To the same epoch with the formation and first work of these two bodies belongs the invention of a mathematical method which in its importance to the advance of exact science may be classed with the invention of the alphabet in its relation to the progress of society at large. The use of algebraic symbols to represent quantities had its origin before the commencement of the new era, and gradually grew into a highly developed form during the first two centuries of that era. But this method could represent quantities only as fixed. It is true that the elasticity inherent in the use of such symbols permitted of their being applied to any and every quantity; yet, in any one application, the quantity was considered as fixed and definite. But most of the magnitudes of nature are in a state of continual variation; indeed, since all motion is variation, the latter is a universal characteristic of all phenomena. No serious advance could be made in the application of algebraic language to the expression of physical phenomena until it could be so extended as to express variation in quantities, as well as the quantities themselves. This extension, worked out independently by Newton and Leibnitz, may be classed as the most fruitful of conceptions in exact science. With it the way was opened for the unimpeded and continually accelerated progress of the last two centuries.

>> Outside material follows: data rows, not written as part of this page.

PR #16974, opened 2022-12-15
clojure: update to 1.11.1.1208

jtrtik:
###### Type(s)

- [ ] bugfix
- [ ] enhancement
- [ ] security fix

###### Tested on

macOS 13.1 22C65 arm64
Xcode 14.1 14B47b

###### Verification 
Have you

### DIFF
--- a/lang/clojure/Portfile
+++ b/lang/clojure/Portfile
@@ -4,7 +4,7 @@ PortSystem          1.0
 
 name                clojure
 epoch               20110929
-version             1.11.1.1200
+version             1.11.1.1208
 revision            0
 license             EPL-1
 categories          lang java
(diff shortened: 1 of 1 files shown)


lang/clojure/Portfile
```diff
@@ -16,14 +16,14 @@ long_description    Clojure is a dynamic programming language for the JVM. \
                     dialect of Lisp, with a rich set of immutable, \
                     persistent data structures and a macro system.
 homepage            https://clojure.org
-platforms           any
+platforms           darwin
```
herbygillot, line 19: `platforms darwin` is now implicit by default - you can simply delete the line instead of setting `platforms darwin`:

```suggestion
```

jtrtik: thanks for the hint. I removed the 'platforms' definition

jtrtik: should I squash the commits?

herbygillot: Please do

jtrtik: ok. I force-pushed the squashed commits...

herbygillot:
Thank you @jtrtik

lang/clojure/Portfile
jmroot: Why change `platforms` from `any` to `darwin` at all?

jtrtik: because portlint was failing with "any"... 
https://github.com/macports/macports-base/commit/84d8683465b79829d64269ae624fe0f323006a06

jmroot: Right, that was a bug (only) in lint; the value worked correctly in all other ways. It should be restored to `any` so that we aren't redundantly building a separate archive per macOS version.

jtrtik: ok. I'll make the PR...

jmroot: I can just push it directly if you'd prefer.

jtrtik: the direct update will be much quicker, thanks...

jtrtik: should I prepare the patch or will you do it yourself?

jmroot: Thanks. Done in d906bac.

jtrtik: thanks...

The feature of this period which has the closest relation to the purpose of our coming together is the seemingly unending subdivision of knowledge into specialties, many of which are becoming so minute and so isolated that they seem to have no interest for any but their few pursuers. Happily science itself has afforded a corrective for its own tendency in this direction. The careful thinker will see that in these seemingly diverging branches common elements and common principles are coming more and more to light. There is an increasing recognition of methods of research, and of deduction, which are common to large branches, or to the whole of science. We are more and more recognizing the principle that progress in knowledge implies its reduction to more exact forms, and the expression of its ideas in language more or less mathematical. The problem before the organizers of this Congress was, therefore, to bring the sciences together, and seek for the unity which we believe underlies their infinite diversity.